In short, the AI ​​revolution does not just mean new tools or increased productivity. It is a deep shift in the way we deal with technology. Every business has to invest in the future to remain competitive. At Finalto, we are lucky to benefit from a different set of skills and organizational flexibility. The BI team and data users work closely, share ideas and support the know -how of the interior software development team.

But that doesn’t mean we can afford to be complacent. Based on my experience leading the Finalto Bi team and work in all sections, I would like to share three basic lessons we have learned as we prepare for the future driven by AI:

1. Invest in talent

Somewhat ironically, human skills are critical for the successful application of the AI. When your business is no longer based on proven, standard, failed Enterprise software packages, human crisis and creative intelligence become even more important.

At a more technical level, the application of advanced data management strategies and cloud computing is extremely complicated, requiring specialized knowledge and willingness to learn and adapt as technology evolves.

2. Strategically increases digital infrastructure

Managing the huge amounts of data includes a huge amount of computing power. Companies will need access to important computing infrastructures. Equally important, they need an appropriate escalation strategy to effectively use this infrastructure. That is why Finalto has implemented Databricks as the Unified Data and Analytics platform, with important talents and resources devoted to the development of tools and procedures to enhance knowledge and decision -making.

Our investment in Databricks allows Finalto to use the gradual computing cloud, integrate mechanical learning and AI and utilize cutting -edge data, such as Apache Spark and open forms of tables. In practice, this translates into gradual infrastructure, stronger internal data management, richer knowledge and improved customer service.

3. Establishing optimal practices

Every financial services company must start thinking about the best practices of AI in order to remain competitive and responsible.

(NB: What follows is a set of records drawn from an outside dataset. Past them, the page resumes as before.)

Issue #1407, opened 2025-01-03
Improve db utilities to consistently accept an optional authentication state


slifty:
As part of #1406 we will need queries to only return data that the caller is allowed to access.  Some of this might happen at the route definition but at least for collection queries the database will need to be able to filter as part of the query itself.

Part of this issue should be to reflect on whether the query should ALWAYS accept auth contexts and implement auth logic at the query level in all cases, or whether we should rely on middleware logic whenever possible.

slifty:
I might be missing something, but I'm 99% sure that we now have moved all DB operations to generators!

PR #1413, opened 2025-01-07
Add authentication to bundle loaders

slifty:
This PR does two things:

(1) It DRYs up our bundle loaders by moving the core logic to a generator function and updating our bundle loader definitions to use the generator

(2) It updates the generator to universally accept an auth context as the first parameter, which then passes the appropriate auth information to the bundle queries.

This doesn't actually *use* the authentication in our queries but it is a necessary precursor for that use.

Related to #1407


bickelj:
On first skim, this looks pretty nifty and helpful.

src/database/operations/applicationForms/loadApplicationFormBundle.ts
```diff
@@ -1,21 +1,7 @@
...
-		},
-		'application_forms',
-	);
-	const entries = bundle.entries.map((entry) => entry.object);
-	return {
-		...bundle,
-		entries,
-	};
-};
+export const loadApplicationFormBundle = generateLoadBundleOperation<
```
hminsky2002, line 4: awesome, cheers to following patterns!

src/database/initialization/changemaker_to_json.sql
```diff
@@ -2,7 +2,7 @@ SELECT drop_function('changemaker_to_json');
 
 CREATE FUNCTION changemaker_to_json(
 	changemaker changemakers,
-	keycloakUserId uuid DEFAULT NULL
```
hminsky2002, line 5: so to clarify, we are renaming this field, but not the field actually attached to the user Schema which is still named 'keycloakUserId', to differentiate it in context? I.e even though it's the same value sourced from the User, we want to refer to it from the changemaker context?

src/__tests__/baseFields.int.test.ts
```diff
@@ -589,6 +589,7 @@ describe('/baseFields', () => {
 			const after = await loadTableMetrics('base_field_localizations');
 			const baseFieldLocalizations =
 				await loadBaseFieldLocalizationsBundleByBaseFieldId(
+					undefined,
```
hminsky2002, line 592: Just wondering if undefined is semantically the value we want to use when we want to ignore the first parameter -- I suppose so, since we're saying the request is undefined. that seems acceptable

hminsky2002 (approved):
@slifty awesome! A masterclass in DRY'ing. Approving because I've tested locally with all tests passing, and believe that everything is handled correctly. 

My sense here is that this commit is justified since we already adhere so strictly to a pattern of bundle loaders, as seen in how uniformly each refactor to a generator function was. I have been probing my head to think of any sort of entity or use case in the future that could have a different enough functionality that using this generator would be limiting, but I think the task of loading a paginated list of entities is broad enough that that shouldn't be a problem. Something to consider moving forward, considering there are many patterns we adhere to strictly that might be able to be DRY'd up. 

 For mine own sake I left a few clarifying comments, and am gonna add a questions here:

Despite the changing of a field in one of our database initializations, that field naming is handled internally by our api, and thus no updates are needed to our open api spec?

src/database/initialization/changemaker_to_json.sql
slifty: Essentially yes -- basically this parameter is *intended* to signal the authentication context of the querying user, it's not simply a generic instance of a keycloak user ID (you can see this intent in the way it's used in the query).

Giving it the more specific name makes its purpose more explicit and leaves less room for confusion.

It's also a prelude to the fact that we're soon going to be starting to pass auth contexts around to our various functions in a much more formal / predictable way, but that's not part of this PR.

src/__tests__/baseFields.int.test.ts
slifty: Not only that but it's the only value we *can* use (per the type definition of `AuthContext | undefined`

But yes semantically it works too because what were saying is "the auth context is not defined, you should go forward behaving however you would want to behave without an auth context"

slifty:
@hminsky2002

> Despite the changing of a field in one of our database initializations, that field naming is handled internally by our api, and thus no updates are needed to our open api spec?

Correct, this is all internal.

> I have been probing my head to think of any sort of entity or use case in the future that could have a different enough functionality that using this generator would be limiting

So far we have not, and of course in that case one could simply not use the generator.

> Something to consider moving forward, considering there are many patterns we adhere to strictly that might be able to be DRY'd up

Stay tuned for future PRs (e.g. #1415 and the one I'm about to make for create / update!)

PR #1415, opened 2025-01-07
Add AuthContext to load query operations

slifty:
This PR continues the work of DRYing out our DB operators by using a generator for load operations; it also adds in the auth context for load operations via that generator.

Related to #1407

### DIFF
--- a/src/database/operations/generators/generateLoadItemOperation.ts
+++ b/src/database/operations/generators/generateLoadItemOperation.ts
@@ -1,6 +1,10 @@
 import { db } from '../../db';
 import { NotFoundError } from '../../../errors';
-import type { JsonResultSet } from '../../../types';
+import {
+	getIsAdministratorFromAuthContext,
+	getKeycloakUserIdFromAuthContext,
+} from '../../../types';
+import type { AuthContext, JsonResultSet } from '../../../types';
 
 /**
  * Generates an item loader function for a specific query and table.
@@ -14,18 +18,26 @@ import type { JsonResultSet } from '../../../types';
  *
  * @returns {Function} A function that takes query parameters, limit, and offset, and returns a promise that resolves to a bundle of entries and total count.
  */
- const generateLoadItemOperation = <T, P extends [...args: unknown[]]>(
-	queryName: string,
-	entityType: string,
-	parameterNames: { [K in keyof P]: string },
-) => {
-	return async (...args: [...P]): Promise<T> => {
+const generateLoadItemOperation =
+	<T, P extends [...args: unknown[]]>(
+		queryName: string,
+		entityType: string,
+		parameterNames: { [K in keyof P]: string },
+	) =>
+	async (authContext: AuthContext | null, ...args: [...P]): Promise<T> => {
+		const authContextKeycloakUserId =
+			getKeycloakUserIdFromAuthContext(authContext);
+		const authContextIsAdministrator =
+			getIsAdministratorFromAuthContext(authContext);
 		const queryParameters = parameterNames.reduce(
 			(acc, parameterName, index) => ({
 				...acc,
 				[parameterName]: args[index],
 			}),
-			{},
+			{
+				authContextKeycloakUserId,
+				authContextIsAdministrator,
+			},
 		);
 
 		const result = await db.sql<JsonResultSet<T>>(queryName, queryParameters);
@@ -38,6 +50,5 @@ import type { JsonResultSet } from '../../../types';
 		}
 		return object;
 	};
-};
 
 export { generateLoadItemOperation };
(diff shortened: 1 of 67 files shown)


src/database/operations/generators/generateItemLoader.ts
```diff
@@ -0,0 +1,45 @@
...
+ * @param {Object} parameterNames - An object mapping parameter indices to their names within the query.
+ *
+ * @returns {Function} A function that takes query parameters, limit, and offset, and returns a promise that resolves to a bundle of entries and total count.
+ */
+
+import { db } from '../../db';
+import { NotFoundError } from '../../../errors';
+import type { JsonResultSet } from '../../../types';
+
+const generateItemLoader = <T, P extends [...args: unknown[]]>(
```
slifty, line 18: I think that as we add verbs (create, update, etc) it will be cleaner for this to be called `generateLoadItemOperation` rather than `generateItemLoader`.

e.g. `generateCreateOrUpdateItemOperation` is a cleaner name than something like `generateItemCreateOrUpdater`

A little more verbose, but hash-tag-worth imho

src/database/operations/generators/generateLoadItemOperation.ts
```diff
@@ -0,0 +1,45 @@
+/**
+ * Generates an item loader function for a specific query and table.
+ *
+ * @template T - The type of the item being loaded.
+ * @template P - The type of the parameters for the query. Use labeled tuples so the generated function has a pretty type definition.
+ *
+ * @param {string} queryName - The name of the query to execute.
+ * @param {string} tableName - The name of the table to load metrics from.
```
slifty, line 8: This is copypasta (the parameter is `entityType`)

src/database/operations/generators/generateLoadItemOperation.ts
```diff
@@ -0,0 +1,44 @@
...
+ *
+ * @template T - The type of the item being loaded.
+ * @template P - The type of the parameters for the query. Use labeled tuples so the generated function has a pretty type definition.
+ *
+ * @param {string} queryName - The name of the query to execute.
+ * @param {string} entityType - The name of entity type being loaded, for use in error messages.
+ * @param {Object} parameterNames - An object mapping parameter indices to their names within the query.
+ *
+ * @returns {Function} A function that takes query parameters, limit, and offset, and returns a promise that resolves to a bundle of entries and total count.
+ */
```
bickelj, line 12: This documentation is excellent and I want to see it when I poke at the calls to this function in other parts of the code. But codium doesn't show it unless it precedes the function, a few lines down.

src/handlers/proposalVersionsHandlers.ts
```diff
@@ -45,7 +45,7 @@ const assertApplicationFormExistsForProposal = async (
 
 	let proposal: Proposal;
 	try {
-		proposal = await loadProposal(proposalId);
+		proposal = await loadProposal(undefined, proposalId);
```
bickelj, line 48: Passing `undefined` here and elsewhere feels wrong, somehow. Passing `null` would feel wonky too but at least we typically think of `null` as a potential value. Shouldn't `undefined` be reserved for cases when things are not defined?

When I tried to pass nothing by deleting `undefined` I of course got a typescript error because it expects an arg. When I tried to pass `null` it doesn't like that either because the generator does not generate `| null` as part of the signature. So I don't know if there's a quick fix here.

Is it possible to make the auth context an optional argument?

bickelj (commented):
I was able to `lint`, `build`, and `start`, and calls to get individual entities succeeded, great!

I also see a "+363 -479" lines summary which means that even with the comments and import statements this is a net reduction in code, also great!

I am not sure about the use of `undefined` in this situation. See in-line comment.

src/handlers/proposalVersionsHandlers.ts
slifty: Regarting optional: in this case I think auth context is so critical to think about that we should force devs to choose to explicitly not pass one.

That said, I'm completely fine with `null` instead of `undefined`; it sounds like that would address the root concern, right?

This would apply to the other generator too which is no problem at all.

bickelj: I think so. Is there any pitfall you thought of that is avoided by passing `undefined` instead of `null`? If it only feels better to me to pass `null` and there is some reason to pass `undefined` I can live with it.

slifty: No I think you're right!  I think this is what `null` is for, and it doesn't seem like `undefined` gives any particular benefits (we can still do things like `??` with null just like with undefined)

bickelj (approved):

PR #1419, opened 2025-01-08
Add python3 to build

slifty:
We're trying to get python to work as expected in the build process in Digital Ocean Apps.  I'm not sure it's actually been installed, so fixing that here.

### DIFF
--- a/Aptfile
+++ b/Aptfile
@@ -1,2 +1,3 @@
+python3
 python3-venv
 python3-pip


slifty:
Since this is just related to CI and there's no way to verify it is the right solution without merging to main, I'm going to just merge it in without a review.

If this doesn't work then I expect the next PR to simply be removing this file and re-enstating our docker builds, allowing us to move off of DigitalOcean's build patform entirely.

bickelj:
The other two packages would include `python3` transitively, then again I think I see what you mean here, that it's not `python3-minimal`? In any case, it appears to have not solved : (

PR #1420, opened 2025-01-08
Resurrect the docker image build/push to GHCR

bickelj:
Prior to this commit, the Digital Ocean deployment pipeline would pull the new source code, re-run lint, re-run tests, build a docker image, and then deploy. The problem with this approach is that it includes too much, does too much, and is entirely outside our CI/CD steps at the canonical source forge (GH). The problem is revealed when running the `lint` step at Digital Ocean: no Python environment. But then an attempt to add Python to the environment both fails and does not make much sense. There doesn't need to be a Python environment, nor any development environment for that matter, present in the production deployment image. Only the already-linted, already-compiled, and already-tested code should go into production. Instead of trying to remove steps from the DO pipeline, this commit restores a docker image build and push when a merge to main occurs. Note that a controversial token is not used in this step and the inter-repository trigger that previously used such a token not restored.

The approach here is to build an artifact out of components that have already been linted, compiled, and tested, and do not include any development tools along the way. See the `npm prune --omit=dev` command. Note that this does not perfectly meet the objective but further improvements can be done in later commits, for example, making this step contingent on previous workflow steps and declaring `uses` the exact same deployment image in the lint and test workflows.

On the DO App Platform side, there is an option to run a docker image rather than compiling and building one from source. Other benefits come from this approach. The version of node used by DO was not clear until looking deep into logs or running a shell on the production runtime. The version of node was not able to controlled, either. With the approach of running an existing docker image, the full runtime, including node version, is known and controlled. A further benefit is when an issue occurs in production that cannot be easily reproduced with source code, the exact image running in production can be run on a local development environment by pulling from the image repository.

With this commit, the ability to use the option of running a GHCR image on the DO App Platform is present because the image is publicly available.

Issue #1410
https://github.com/PhilanthropyDataCommons/deploy/issues/118 PR #1236

### DIFF
--- a/.github/workflows/build.yml
+++ b/.github/workflows/build.yml
@@ -1,0 +1,45 @@
+name: Build and push docker image
+
+env:
+  REGISTRY: ghcr.io
+  IMAGE_NAME: philanthropydatacommons/service
+
+on:
+  push:
+    branches:
+      - 'main'
+
+jobs:
+  build-and-push-docker-image:
+    runs-on: ubuntu-latest
+    permissions:
+      contents: read
+      packages: write
+    steps:
+      - name: Check out code
+        uses: actions/checkout@v4
+      - run: echo VERSION="$(git log -1 --date=unix --pretty=format:'%cd' | date --utc '+%Y%m%d')"-"$(git log -1 --pretty=format:'%h')" >> "$GITHUB_ENV"
+      - name: Build with node
+        uses: actions/setup-node@v4
+        with:
+          node-version-file: .node-version
+      - run: npm ci
+      - run: npm run build
+      - run: npm prune --omit=dev
+      - name: Set up Docker Buildx
+        uses: docker/setup-buildx-action@v3
+      - name: Login to GitHub Container Registry
+        uses: docker/login-action@v3
+        with:
+          registry: ${{ env.REGISTRY }}
+          username: ${{ github.actor }}
+          password: ${{ secrets.GITHUB_TOKEN }}
+      - name: Build and push
+        uses: docker/build-push-action@v6
+        with:
+          context: .
+          platforms: linux/amd64
+          push: true
+          tags: ${{ env.REGISTRY }}/${{ env.IMAGE_NAME }}:${{ env.VERSION }}, ${{ env.REGISTRY }}/${{ env.IMAGE_NAME }}:latest
+          cache-from: type=registry,ref=${{ env.REGISTRY }}/${{ env.IMAGE_NAME }}:buildcache
+          cache-to: type=registry,ref=${{ env.REGISTRY }}/${{ env.IMAGE_NAME }}:buildcache,mode=max
--- a/Aptfile
+++ b/Aptfile
@@ -1,3 +1,0 @@
-python3
-python3-venv
-python3-pip


Dockerfile
```diff
@@ -1,4 +1,4 @@
-FROM bitnami/node:22-debian-12
+FROM bitnami/node:22.13.0-debian-12-r0
```
slifty, line 1: Pinning in this level of specificity means we do not benefit from security updates automatically.

I'm not sure the benefit -- the built image that we test against *will* be locked in on a given version at the time of deployment, so locking in simply prevents us from those updates, correct?  If an updated version is used which does not pass tests it would simply not be deployed, right?

Let's keep this as written / not create the dev chore of updating patch and minor versions of debian or node.

slifty (changes requested):
Thank you for this!

There are some action lint flags to be addressed; also have a comment about sticking with just major-version pinning (I think we had landed on major being good enough?)

The other thing is: could you remove the Aptfile in this PR since the PR obviates the need for that file.

bickelj:
Nice catch by actionlint there.

Dockerfile
bickelj: While I still don't agree with the fuzzy versioning, I can abide it here for the reason that "the built image will be locked on an [unknown] version at the time of deployment" and therefore the ability to reproduce production issues using the production image is available. Since that capability is not present today, it's still a step in the right direction from the present to be fuzzy here.

The purpose of locking a version here is not only for reproducibility from production backward, but also from source code forward. Not only should we have the ability to get and run what's in production but I should be able to build what's in production from source twice on different days and expect to get the same results. In this limited case I am OK with changing it back. That should not be misinterpreted as me thinking it's a good idea, though.

bickelj: On a more technical note, I am not sure whether we'll get "automatic" updates by using a fuzzy version here, that remains to be seen. I'm OK with trying it out, though.

.github/workflows/build.yml
```diff
@@ -0,0 +1,45 @@
...
+      contents: read
+      packages: write
+    steps:
+      - name: Check out code
+        uses: actions/checkout@v4
+      - run: echo VERSION="$(git log -1 --date=unix --pretty=format:'%cd' | date --utc '+%Y%m%d')"-"$(git log -1 --pretty=format:'%h')" >> "$GITHUB_ENV"
+      - name: Build with node
+        uses: actions/setup-node@v4
+        with:
+          node-version: 22.13.0
```
slifty, line 25: Not trying to belabor the patch vs major point, but this build step can be on `22` rather than specifying an older version, right? (I know it isn't older now, but it will be soon)

slifty (approved):
Thank you!

Left a question about patch stuff but it's not blocking / I defer to whether you think it's consistent to shift it to Major only vs patch, but if you think having patch here is more important than the other places that's fine by me.

bickelj:
@slifty Good catches. I removed the Aptfile, linting is now passing, and I begrudgingly restored fuzzy node runtime versioning.

.github/workflows/build.yml
bickelj: Also good catch, I can make it match the other flows here, again despite my better judgment.

bickelj:
Something I'd like to have in future (no need to spend the time here and now on it) is to run the docker image build steps on every pull request but only push the image on the merge to main. It might also be nice to run some simple tests on the image after build. Along similar lines mentioned in the commit, make this build step contingent on passage of lint, test, etc., also use the same docker base image that we use to deploy in all these github actions.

At Finalto, we drive this effort by applying data for data architecture, quality monitoring, CI/CD and governance, while investing in talent for effectively implementing these systems.

Complete strategies AI

Readers will estimate that these three points are closely interconnected, which includes an integrated AI strategy, creating the best team to exploit the cloud -based data management force according to established and emerging optimal practices

We continue to evolve our approach, but a lesson stands out for financial services companies: Long -term competitiveness depends on the future.

Oscar Chu is head of BI in Finalto in an innovative prime brokerage that provides Fintech and liquidity solutions. Finalto to deliver the best prices in the category, execution and prime broker solutions to multiple assets, including CFDs in shares, indicators, goods, encryption and rolling FX point, precious and basic metals and special products such as NDFS.

All views, news, research, analysis, prices or other information are provided as general market comments and not as investment tips and all the possible results discussed do not guarantee that they will be achieved. Information may come from available sources, companies’ exhibitions, personal research or surveys. The previous performance is not indicative of future performance. The negotiation bears the risk of losing capital. Service only available to professional customers.